苏雨竺心想,也是,这话只她一人听到,就算姬太后相信她,姜简和管中要是不承认,那也只是自己的一面之词,太后想治罪也难以服众。
苏雨竺秀眉一竖:“好,既然没有人作证,那我就先杀了你,免得留一活害!”
说完,她右手腰间一抹,紫影剑在手,紫光闪过,直接就削向管中。
管中大惊,想躲已是来不及了,他暗叫“命已休矣!”便闭眼等死。谁知“刺叮——”一声刺耳的剑击声响,紫影剑飞出几丈远,在空中一个回旋,重又回到苏雨竺手中。
苏雨竺大惊。

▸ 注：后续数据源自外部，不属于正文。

PR #11067, opened 2025-05-02
Fix #10966 basic auth for services

### LINKED ISSUE #10966: Insert credentials at runtime when connecting to secured services
## Description

## Acceptance criteria

  - [ ] for openlayers
  - [ ] for cesium
  - [ ] ~not for leaflet~

MV88:
## Description

A new SecurityPopup plugin has been added to handle secured services using basic auth.

main features
- you can defined protected services in the catalog service editor of main viewer through a new button 
- this button is injected from SecurityPlugin to enhance Catalog one
image
- when defined a new username and password for a particular service and you save the service all layers added now will be "secured"
image
- credentials are stored in session storage
- security object of layers are stored, but it only stores the sourceId to be able to fetch from session storage an the type of method  ("basic")
- also services has a protectedId property that detemines if a service requires basic auth
- this is applied to maps, dashboards and geostories
- when resource page is loaded a check is done and if we find one or more services/layers protected we ask for introducing credentials if  they are not present is session storage otherwise
- all layers update functions have been considering a security change (rand property is used to trigger the refresh and therefore render the layer)

 - [ ] Bugfix
 - [x] Feature
 - [ ] Build related changes
 - [ ] CI related changes

## Issue

Fix #10966 

**What is the new behavior?**

## Breaking change
 - [x] No

## Other useful information

This is how a secured service look like 
image

### For tester
We created a set of rules using GeoFence in gs-stable for testing. i have created a layer "linea costa basic" that has access using some credentials, can can ask in pvt. so you can try using it
image

the idea is that this will only work if a protected service is configured, and failing if not. This will be valid for many layer types in ol and cesium

### DIFF
--- a/web/client/actions/layers.js
+++ b/web/client/actions/layers.js
@@ -25,7 +25,6 @@ export const SHOW_SETTINGS = 'SHOW_SETTINGS';
 export const HIDE_SETTINGS = 'HIDE_SETTINGS';
 export const UPDATE_SETTINGS = 'UPDATE_SETTINGS';
 export const REFRESH_LAYERS = 'REFRESH_LAYERS';
-export const REFRESH_SECURITY_LAYERS = 'LAYERS:REFRESH_SECURITY_LAYERS';
 export const UPDATE_LAYERS_DIMENSION = 'LAYERS:UPDATE_LAYERS_DIMENSION';
 export const LAYERS_REFRESHED = 'LAYERS_REFRESHED';
 export const LAYERS_REFRESH_ERROR = 'LAYERS_REFRESH_ERROR';
@@ -234,11 +233,6 @@ export function refreshLayers(layers, options) {
         type: REFRESH_LAYERS,
         layers,
         options
-    };
-}
-export function refreshSecurityLayers() {
-    return {
-        type: REFRESH_SECURITY_LAYERS
     };
 }
 
--- a/web/client/actions/layers.js
+++ b/web/client/actions/layers.js
@@ -25,6 +25,7 @@ export const SHOW_SETTINGS = 'SHOW_SETTINGS';
 export const HIDE_SETTINGS = 'HIDE_SETTINGS';
 export const UPDATE_SETTINGS = 'UPDATE_SETTINGS';
 export const REFRESH_LAYERS = 'REFRESH_LAYERS';
+export const REFRESH_SECURITY_LAYERS = 'LAYERS:REFRESH_SECURITY_LAYERS';
 export const UPDATE_LAYERS_DIMENSION = 'LAYERS:UPDATE_LAYERS_DIMENSION';
 export const LAYERS_REFRESHED = 'LAYERS_REFRESHED';
 export const LAYERS_REFRESH_ERROR = 'LAYERS_REFRESH_ERROR';
@@ -233,6 +234,11 @@ export function refreshLayers(layers, options) {
         type: REFRESH_LAYERS,
         layers,
         options
+    };
+}
+export function refreshSecurityLayers() {
+    return {
+        type: REFRESH_SECURITY_LAYERS
     };
 }
 
--- a/web/client/actions/security.js
+++ b/web/client/actions/security.js
@@ -29,6 +29,9 @@ export const LOGOUT = 'LOGOUT';
 export const REFRESH_SUCCESS = 'REFRESH_SUCCESS';
 export const SESSION_VALID = 'SESSION_VALID';
 
+export const SET_SHOW_MODAL_STATUS = 'SECURITY:SET_SHOW_MODAL_STATUS';
+export const SET_CREDENTIALS = 'SECURITY:SET_CREDENTIALS';
+
 export function loginSuccess(userDetails, username, password, authProvider) {
     return {
         type: LOGIN_SUCCESS,
@@ -168,3 +171,24 @@ export function verifySession() {
 }
 
 export const checkLoggedUser = () => ({type: CHECK_LOGGED_USER});
+
+/**
+ * set status to show modal for inserting credentials
+ * @param {boolean} status
+ */
+export const setShowModalStatus = (status) => {
+    return {
+        status,
+        type: SET_SHOW_MODAL_STATUS
+    };
+};
+/**
+ * set credentials for a service ogc
+ * @param {object} protectedService
+ */
+export const setCredentials = (protectedService) => {
+    return {
+        protectedService,
+        type: SET_CREDENTIALS
+    };
+};
--- a/web/client/actions/security.js
+++ b/web/client/actions/security.js
@@ -33,7 +33,7 @@ export const SET_SHOW_MODAL_STATUS = 'SECURITY:SET_SHOW_MODAL_STATUS';
 export const SET_CREDENTIALS = 'SECURITY:SET_CREDENTIALS';
 export const CLEAR_SECURITY = 'SECURITY:CLEAR_SECURITY';
 export const SET_PROTECTED_SERVICES = 'SECURITY:SET_PROTECTED_SERVICES';
-
+export const REFRESH_SECURITY_LAYERS = 'SECURITY:REFRESH_SECURITY_LAYERS';
 export function loginSuccess(userDetails, username, password, authProvider) {
     return {
         type: LOGIN_SUCCESS,
@@ -220,3 +220,12 @@ export const setCredentialsAction = (protectedService, creds) => {
         type: SET_CREDENTIALS
     };
 };
+
+/**
+ * action to use to rerender layers in map when security changed
+ */
+export function refreshSecurityLayers() {
+    return {
+        type: REFRESH_SECURITY_LAYERS
+    };
+}
--- a/web/client/actions/security.js
+++ b/web/client/actions/security.js
@@ -11,7 +11,7 @@
  */
 import AuthenticationAPI from '../api/GeoStoreDAO';
 
-import {getToken, getRefreshToken} from '../utils/SecurityUtils';
+import {setCredentials, getToken, getRefreshToken} from '../utils/SecurityUtils';
 import {encodeUTF8} from '../utils/EncodeUtils';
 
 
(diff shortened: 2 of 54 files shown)


web/client/actions/layers.js
```diff
@@ -235,6 +236,11 @@ export function refreshLayers(layers, options) {
         options
     };
 }
+export function refreshSecurityLayers() {
```
allyoucanmap, line 239: Could you add a comment or jsdoc to explain this action?

web/client/actions/security.js
```diff
@@ -168,3 +173,50 @@ export function verifySession() {
...
+/**
+ * set protected services to request to provide username and password
+ * @param {object[]} protectedServices
+ */
+export const setProtectedServices = (protectedServices) => {
+    return {
+        protectedServices,
+        type: SET_PROTECTED_SERVICES
+    };
+};
```
allyoucanmap, line 196: These two actions seems specific for the `SecurityPopup` plugin but they are inside the security actions.

web/client/actions/security.js
```diff
@@ -168,3 +173,50 @@ export function verifySession() {
...
+/**
+ * clear security of layers
+ * @param {string} id
+ */
+export const clearSecurity = (protectedId) => {
+    return {
+        protectedId,
+        type: CLEAR_SECURITY
+    };
+};
```
allyoucanmap, line 206: This action seems to have a behaviour opposite to refreshSecurityLayers, both acting on layers but they are implemented in different actions files.

web/client/components/map/cesium/plugins/WMTSLayer.js
```diff
@@ -115,11 +116,19 @@ function wmtsToCesiumOptions(_options) {
...
+            "Authorization": `Basic ${btoa(storedProtectedService.username + ":" + storedProtectedService.password)}`
+        };
+    }
     return assign({
         // TODO: multi-domain support, if use {s} switches to RESTFul mode
         url: new Cesium.Resource({
             url: head(getURLs(isArray(options.url) ? options.url : [options.url], queryParametersString)),
-            proxy: proxy && new WMTSProxy(proxy) || new NoProxy()
+            proxy: proxy && new WMTSProxy(proxy) || new NoProxy(),
+            ...(headers)
```
allyoucanmap, line 131: Looking at the doc, [headers](https://cesium.com/learn/ion-sdk/ref-doc/Resource.html?classFilter=Resource#headers) should be an object not spread inside the `Cesium.Resource` class, could you double check if it's working?

web/client/components/map/openlayers/plugins/WMSLayer.js
```diff
@@ -18,7 +18,7 @@ import { getProjection } from '../../../../utils/ProjectionUtils';
 import { getConfigProp } from '../../../../utils/ConfigUtils';
 
 import {optionsToVendorParams} from '../../../../utils/VendorParamsUtils';
-import {addAuthenticationToSLD, addAuthenticationParameter, getAuthenticationHeaders} from '../../../../utils/SecurityUtils';
+import {/* getCredentials, */addAuthenticationToSLD, addAuthenticationParameter, getAuthenticationHeaders} from '../../../../utils/SecurityUtils';
```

紫影剑出鞘,还从未失手过,是谁这么大功力能把紫影剑弹出几丈远?
她定眼一看,只见府墙之上站着一个白胡子老头,手中拿着一把拂尘,一身白色长衫,高高在上,晚风吹起他的长衫,看上去到有几分仙骨之气。
管中的魂早已吓去半条,一摸脑袋,还是热乎的。再看苏雨竺,怔怔呆在哪里看着墙头。他这才知道,是那白衫老头救了他。

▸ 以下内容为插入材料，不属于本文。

PR #11070, opened 2025-05-05
backport c027-2024.01.xx -  Fix #10966 basic auth for services (#11067)

### LINKED ISSUE #10966: Insert credentials at runtime when connecting to secured services

MV88:
## Description

backport c027-2024.01.xx -  Fix #10966 basic auth for services (#11067)


web/client/plugins/ResourcesCatalog/components/InputControl.jsx
```diff
@@ -0,0 +1,21 @@
...
+ * Copyright 2024, GeoSolutions Sas.
+ * All rights reserved.
+ *
+ * This source code is licensed under the BSD-style license found in the
+ * LICENSE file in the root directory of this source tree.
+ */
+
+import React from 'react';
+import { FormControl as FormControlRB } from 'react-bootstrap';
+import withDebounceOnCallback from '../../../components/misc/enhancers/withDebounceOnCallback';
```
allyoucanmap, line 11: This file can be removed it's not used

web/client/components/layout/ConfirmDialog.jsx
```diff
@@ -0,0 +1,111 @@
...
+                        <Message msgId={confirmId} />
+                        {loading ? <>{' '}<Spinner /></> : null}
+                    </Button>
+                </FlexBox>
+            </FlexBox>
+        </Modal>
+    );
+}
+
+export default ConfirmDialog;
```
allyoucanmap, line 80: This file can be removed it's not used

web/client/components/catalog/editor/MainForm.jsx
```diff
@@ -7,45 +7,74 @@
...
-
 import {getConfigProp} from '../../../utils/ConfigUtils';
-
 import InfoPopover from '../../widgets/widget/InfoPopover';
-import { FormControl as FC, Form, Col, FormGroup, ControlLabel, Alert } from "react-bootstrap";
-
 import localizedProps from '../../misc/enhancers/localizedProps';
 import {defaultPlaceholder, isValidURL} from "./MainFormUtils";
 
+import IconRB from '../../../plugins/ResourcesCatalog/components/Icon';
```
allyoucanmap, line 19: In this case it's better to use directly Glyphicon so we can remove Icon from this PR

web/client/plugins/ResourcesCatalog/components/Icon.jsx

“这是哪里的小女子,下手如此之狠毒?”白胡老头慢悠悠开口问话。
苏雨竺一脸冰霜:“我杀的是卖国贼子,与你老头何干,你偏要来管这闲事?”
“小小年纪,口气到不小!你敢在国师门口杀人,老道我就要管了这闲事!”
“想来你是蚕孚的人。反正今日这贼子我是一定要杀的!”苏雨竺说话间紫影剑就出鞘了,对着管中的脑袋就砍了过去。
白胡老头飞身跃下,一手举起拂尘拨向紫影剑的同时,一手对着苏雨竺的后背就是一掌。
苏雨竺只觉胸中一闷,一股热流涌向喉咙,一张嘴,便吐出一口血来。她一个踉跄,倒在地上,只觉头晕得要紧,浑身像火烧似地难受。

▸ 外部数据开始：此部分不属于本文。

PR #11077, opened 2025-05-06
Fix #10966 improved basic auth modal and logic

### LINKED ISSUE #10966: Insert credentials at runtime when connecting to secured services

MV88:
## Description

new modal is like this

image

Adding these points to be done
- [x] basic auth must be added also to GetCapabilities requests
- [x] add x in top right, remove cancel button
- [x] position of clear button same height of ok, all fields inline taking flex space
- [x] show credentials when modal opens
- [x] check context edit button --> mandatory and hidden of pluginsconfig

“看来不给你点教训,你这丫头不知道天高地厚!”白胡老头收了剑,站在苏雨竺面前道。
“姐姐!”这时凌香儿从暗外跑了过来,扶起躺在地上的苏雨竺。只见她脸色苍白,浑身颤抖。
“臭老头,你把我姐姐怎么了?你以老欺小,算什么英雄,简直就是狗熊!”
凌香儿呱呱一通把白胡老头气个半死,说一个丫头狠毒,没想到又来一个叼钻的,不但叫他臭老头,还说他是狗熊。
凌香儿也不管白胡老头在生气,她给苏雨竺把了把脉,脸色一变,对着白胡老头又骂开了。
“你个臭老头,快把解药给我!你一个快入土的臭老头,竟用这么厉害的毒药害我姐姐,你要脸不要脸啊?要是我姐姐有个三长两短,我就到处散布,说你这个臭老头忌妒我姐姐花容月貌,比你女儿强千倍万倍而加害如她,看你还有脸活下去吗?”
“你……”
白胡老头一听这话,气得胡子都竖起来了。这,这都说的哪儿跟哪啊,他都活了几百年了也没入土。他一辈子都没娶妻,何来女儿?更谈不上他忌妒那丫头的花容月貌了。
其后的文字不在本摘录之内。